The way in which Dell has value in the AI stack is not in making chips, but instead in integrating hardware into solutions. This gives it an inherent advantage over its competitors because it can deploy to existing enterprise customer relationships. Dell's base of more than 150,000 enterprise clients provides it with a distribution advantage that startups don't have. The AI server backlog through late 2026 and the 45% increase in server revenue tell us that this is more than just talk on Wall Street; the AI server pipeline is being converted into sales.
Dell's stock has an attractive technical set up. DELL has topped the 1.272 Fib extension with the RSI (Relative Strength Index) near 78 and showing no sign of divergence. The chart also has a long bullish trend line that was established back in 2023. It was based off of $200 and continues to act as a strong support level. The buy is in above $421. Targets are $445.17 and $465.68. The stop loss is below $410.31.

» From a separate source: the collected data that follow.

PR #2630, opened 2024-02-14
feat: onboarding v4.5

omBratteng:


packages/webapp/next.config.js
```diff
@@ -91,6 +91,11 @@ module.exports = withTM(
               source: '/posts/finder',
               destination: '/search?provider=posts',
               permanent: false
+            },
+            {
+              source: '/signup',
+              destination: '/onboarding',
+              permanent: true
```
omBratteng, line 98:
```suggestion
              permanent: false
```

packages/shared/src/components/auth/AuthOptions.tsx
```diff
@@ -372,7 +375,7 @@ function AuthOptions({
             onPasswordLogin={onPasswordLogin}
             loginHint={loginHint}
             isLoading={isPasswordLoginLoading}
-            isLoginFlow={isForgotPasswordReturn || isLoginFlow}
+            isLoginFlow={isForgotPasswordReturn || isLoginFlow || isLogin}
```
nensidosari, line 378: What is the difference between isLoginFlow and isLogin? I think it's quite confusing to understand

packages/shared/src/components/onboarding/OnboardingFeedHeader.tsx
```diff
@@ -0,0 +1,154 @@
...
+    updateAlerts({ filter: false, myFeed: 'created' });
+
+    trackEvent({
+      event_name: AnalyticsEvent.CreateFeed,
+    });
+
+    return router.replace({
+      pathname: router.route,
+      query: {
+        welcome: 'true',
```
nensidosari, line 68: We're removing this in another onboarding experiment, but since this is now added in a different place, not sure if we would want that experiment available here as well.

packages/shared/src/lib/featureValues.ts
```diff
@@ -25,3 +25,11 @@ export enum PostPageOnboarding {
   Control = 'control',
   V1 = 'v1',
 }
+
+export enum OnboardingV4dot5 {
+  Control = 'control',
+  V4dot5 = 'v4dot5',
+}
+
+export const isOnboardingV4dot5 = (flag: string): boolean =>
```
nensidosari, line 34: Do we want to add this here or in any utils? Seems like it messes one of the only files we have structured 😅

nensidosari (commented):
Looks good overall, few comments to check 🙌

packages/shared/src/components/auth/AuthOptions.tsx
omBratteng: Discussed this here https://github.com/dailydotdev/apps/pull/2665#discussion_r1499212196

> `isLoginFlow` is controlled via the `loginState` in `AuthContext`, so I would have to import it to update that state
https://github.com/dailydotdev/apps/blob/4585cc58ef9fb3c936139394ef9ba9486008dc60/packages/shared/src/components/auth/AuthModal.tsx#L72C22-L72C34

packages/shared/src/lib/featureValues.ts
omBratteng: I know it's not the best place. This was one of the places we didn't have a common file 😬 Maybe move it into the neighboring `func.ts` file?

packages/shared/src/components/onboarding/OnboardingFeedHeader.tsx
omBratteng: Not sure, maybe product can answer?

packages/shared/src/lib/featureValues.ts
capJavert: Do you really need this though, you can just use `===`? I don't think this helper adds anything.

omBratteng: Just DX I guess, quicker to auto complete on isOnboardingV4dot5 than writing the === check. I'm indifferent really.

packages/shared/src/components/auth/AuthOptions.tsx
omBratteng: The entire auth is in need of some overhaul to cleanup the mishmash of solutions.

packages/shared/src/components/onboarding/FeedReadyMessage.tsx
```diff
@@ -15,6 +16,11 @@ export const FeedReadyMessage = ({
   className,
 }: FeedReadyMessageProps): ReactElement => {
   const { user } = useContext(AuthContext);
+  const { alerts } = useAlertsContext();
+
+  if (alerts?.filter) {
+    return null;
+  }
```
capJavert, line 23: Should this be under feature flag, does it apply for control?

omBratteng: Was thinking to apply it to everything. In case you somehow stumble upon https://app.daily.dev/?welcome=true if you have an account, but haven't created your feed, you shouldn't really see the "your feed is ready message". And it probably shouldn't be possible to view it on the other feeds as well 😈

- https://app.daily.dev/popular?welcome=true
- https://app.daily.dev/squads/watercooler?welcome=true

packages/shared/src/lib/featureValues.ts
nensidosari: I'd say we either move or do what Ante says it's what we commonly do ATM.

capJavert: Hmm for me DX would be to then have the `useFeature` and other logic wrapped so you don't need to import `features`, `useFeature`, your helper and then use it. Eg. how we have `useFeatureFeedLayoutV1` or `useStreakExperiment`.

At this point this just adds another function call to the stack. So I would personally prefer not to add anything but if you want the hook would be better option I guess.

omBratteng: I'll remove it.

packages/shared/src/components/onboarding/FeedReadyMessage.tsx
capJavert: Ah gotcha, makes sense. One edge case comes to mind though. Do we set `alerts.filter` in onboarding so then it might happen that we pass `welcome=true` but because you already set `alerts.filter` it would not show? That would happen in control I guess.

capJavert: So just double check if you can 🙏

omBratteng: I think that setting the `alerts.filter` happens on account creation. And that alert should be removed when you choose a tag (be it onboarding or anywhere else).
https://github.com/dailydotdev/apps/blob/2f390ae941d70f31ddf5870cd16c5f248e4d86b3/packages/shared/src/hooks/useTagAndSource.ts#L88-L90

I just added so that in this experiment, we don't clear the filter alerts until the click "create feed".

Does that answer your edge case?

packages/shared/src/components/onboarding/OnboardingFeedHeader.tsx
omBratteng: Will leave as is in this experiment.

packages/shared/src/components/auth/AuthOptions.tsx
nensidosari: Yup agree, anyway let's leave that for another time.

omBratteng: Another time™

rebelchris: Yeah there's too many abuse in the whole auth.
Also noticed this morning we actually have 3x the code verification components for different placements

capJavert (approved):

packages/shared/src/components/onboarding/OnboardingFeedHeader.tsx
```diff
@@ -0,0 +1,154 @@
...
+        return;
+      }
+      router.events.emit('routeChangeError');
+
+      showPrompt(promptConfig).then((leave) => {
+        if (leave) {
+          stopNav = false;
+          trackEvent({
+            event_name: AnalyticsEvent.OnboardingSkip,
+          });
```
rebelchris, line 87: Not sure if this is right here?
Was it checked with Dave/Ido?

I think we might want one, but a new one?

rebelchris (changes requested):
One small tracking concern potentially.

Also would you mind checking locally this prompts the code verification flow correct for emails? (as it's newly merged)

packages/shared/src/components/onboarding/OnboardingFeedHeader.tsx
omBratteng: I'll check with Dave

omBratteng: Will check with Dave

omBratteng: We'll re-use

rebelchris (approved):

nensidosari (approved):

omBratteng:
Tested with email auth code flow, and it works.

Fundamentally, the bull case is supported by the 45% year-over-year growth in server revenue; the AI server backlog extending through late 2026; an increase in gross margin to 23.8%; and $1.5 billion in buybacks and dividends paid by the company over the quarter. The biggest risk to a bullish thesis is if Nvidia's GPU production is limited and Dell can't convert the backlog to sales, or if enterprise IT spending gets hammered.
Dell's core re-rating catalyst is its 45% year-over-year growth in server revenue and the fact that the AI server backlog extends through late 2026. Dell does not make chips and is not innovating in chip design. It's more a supplier of systems to companies that are integrating Nvidia GPUs into their servers. It's a key component of Dell's business model and gives it a competitive advantage over startup companies. It can deploy to its large base of existing enterprise customers; a distribution channel startups can't duplicate.
The 23.8% gross margin is up significantly from last year. There are $1.5 billion in buybacks and dividends in Q1 FY2027 and Dell's subscription business (APEX) is becoming more dominant as the mix of its revenue moves toward subscriptions. At $421, DELL has broken above the 1.272 Fib on the 4-hour (4H) timeframe with an RSI of 78 and no divergence. There is an ascending long-term trendline that has stood the test of time since March 2023. The trade is above $421.
Take target profits at $445 and $466. Q2 earnings at the end of August will be the next fundamental catalyst to watch. In addition, keep an eye out for comments on Nvidia's ability to supply GPUs to Dell at the current rate that they are ordering them.